2020-07-29 –, Red Track
AutoMLPipeline (AMLP) is a package that makes it trivial to create
complex ML pipeline structures using simple
expressions. AMLP leverages on the built-in
macro programming features of Julia
to symbolically process, manipulate
pipeline expressions, and
makes it easy to discover optimal structures
for machine learning prediction and classification.
The typical workflow in machine learning
classification or prediction requires
some or combination of the following
preprocessing steps together with modeling:
- feature extraction (e.g. ica, pca, svd)
- feature transformation (e.g. normalization, scaling, ohe)
- feature selection (anova, correlation)
- modeling (rf, adaboost, xgboost, lm, svm, mlp)

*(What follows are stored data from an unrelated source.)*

PR #6259, opened 2023-10-14
Prefer force_registration=true in Config documentation

Jackenmen:

Adds `force_registration=True` to all `Config.get_conf()` usage examples with the exception of "V2 Data Usage" section where no defaults are registered and this may be unwanted.

Additionally, I did a slight rephrasing and clarification to the documentation that mentions `force_registration=True`.

Yes

### DIFF
--- a/docs/framework_config.rst
+++ b/docs/framework_config.rst
@@ -60,11 +60,14 @@ Then, in the class's :code:`__init__` function, you need to get a config instanc
 The ``identifier`` in :py:meth:`Config.get_conf` is used to keep your cog's data separate
 from that of another cog, and thus should be unique to your cog. For example: if we
 have two cogs named :code:`MyCog` and their identifier is different, each will have
-its own data without overwriting the other's data. Note that, as shown by most of the examples
+its own data without overwriting the other's data.
+
+Note that, as shown by most of the examples
 in this document, it is also possible to force registration of a data key before allowing you
 to get and set data for that key by adding :code:`force_registration=True` after identifier.
 When this is set to :code:`False` (the default), the default value for any key that isn't registered
-will be :code:`None`.
+will be :code:`None`. When this is set to :code:`True` (as shown in this document), attempting
+to read from or write to any key that isn't registered will raise an :code:`AttributeError`.
 
 After we've gotten that, we need to register default values:
 
--- a/docs/framework_config.rst
+++ b/docs/framework_config.rst
@@ -25,7 +25,7 @@ Basic Usage
 
     class MyCog(commands.Cog):
         def __init__(self):
-            self.config = Config.get_conf(self, identifier=1234567890)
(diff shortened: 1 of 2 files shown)


docs/framework_config.rst
```diff
@@ -55,23 +55,24 @@ Then, in the class's :code:`__init__` function, you need to get a config instanc
...
+            self.config = Config.get_conf(self, identifier=1234567890, force_registration=True)
 
 The ``identifier`` in :py:meth:`Config.get_conf` is used to keep your cog's data separate
 from that of another cog, and thus should be unique to your cog. For example: if we
 have two cogs named :code:`MyCog` and their identifier is different, each will have
-its own data without overwriting the other's data. Note that it is also possible
-to force registration of a data key before allowing you to get and set data for
-that key by adding :code:`force_registration=True` after identifier (that defaults
-to :code:`False` though)
+its own data without overwriting the other's data. Note that, as shown by most of the examples
```
Flame442:
```suggestion
its own data without overwriting the other's data.

Note that, as shown by most of the examples
```
I would line break here, since it's a different topic and my other suggestion makes the `force_registration` part longer.

docs/framework_config.rst
```diff
@@ -55,23 +55,24 @@ Then, in the class's :code:`__init__` function, you need to get a config instanc
...
+in this document, it is also possible to force registration of a data key before allowing you
+to get and set data for that key by adding :code:`force_registration=True` after identifier.
+When this is set to :code:`False` (the default), the default value for any key that isn't registered
+will be :code:`None`.
```
Flame442:
```suggestion
will be :code:`None`. When this is set to :code:`True` (as shown in this document), attempting
to read from or write to any key that isn't registered will raise an :code:`AttributeError`.
```
I also think that in the `Config.force_registration` description, it should specify that the error raised is an `AttributeError`. Generally CCs _shouldn't_ be trying to catch this, however it is better to be clear about what will happen so they understand that error comes from this setting.

docs/framework_config.rst
```diff
@@ -304,7 +305,7 @@ the built-in Economy credits::
 
     class Pets(commands.Cog):
         def __init__(self):
-            self.config = Config.get_conf(self, 1234567890)
+            self.config = Config.get_conf(self, 1234567890, force_registration=True)
```
Flame442, line 311: Should this use `identifier` as a kwarg, to match other examples?

Flame442 (changes requested):
The `V2 Data Usage` block example does not have `force_registration` added to it. Do we even still need that block, and does it have a reason to not use `force_registration`?

docs/framework_config.rst
Jackenmen: Variety in examples shows that there are multiple valid ways of using the method - seems fine to me.

Flame442 (approved):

Each step has several choices of functions
to use together with their corresponding
parameters. Optimizing the performance of the
entire pipeline is a combinatorial search
of the proper order and combination of preprocessing
steps, optimization of their corresponding
parameters, together with searching for
the optimal model and its hyper-parameters.
Because of close dependencies among various
steps, we can consider the entire process
to be a pipeline optimization problem (POP).
POP requires simultaneous optimization of pipeline
structure and parameter adaptation of its elements.
As a consequence, having an elegant way to
express pipeline structure helps in the analysis
and implementation of the optimization routines.
Package Features
- Pipeline API that allows high-level description of processing workflow
- Common API wrappers for ML libs including Scikitlearn, DecisionTree, etc
- Symbolic pipeline parsing for easy expression
of complexed pipeline structures - Easily extensible architecture by overloading just two main interfaces: fit! and transform!
- Meta-ensembles that allow composition of
ensembles of ensembles (recursively if needed)
for robust prediction routines - Categorical and numerical feature selectors for
specialized preprocessing routines based on types
To illustrate, a typical machine learning workflow that extracts
numerical features (numf) for ICA (independent component analysis) and
PCA (principal component analysis) transformations, respectively,
concatentated with the hot-bit encoding (ohe) of categorical
features (catf) of a given data for RF modeling can be expressed
in AMLP as:
julia> model = @pipeline (catf |> ohe) + (numf |> pca) + (numf |> ica) |> rf
julia> fit!(model,Xtrain,Ytrain)
julia> prediction = transform!(model,Xtest)
julia> score(:accuracy,prediction,Ytest)
Paulito Palmes is a Research Scientist in IBM Research (Dublin Research Lab). He is working on the following research themes: AutoAI/AutoML, Interactive AI, Explainable AI, AI Planning, and ML Pipeline optimization.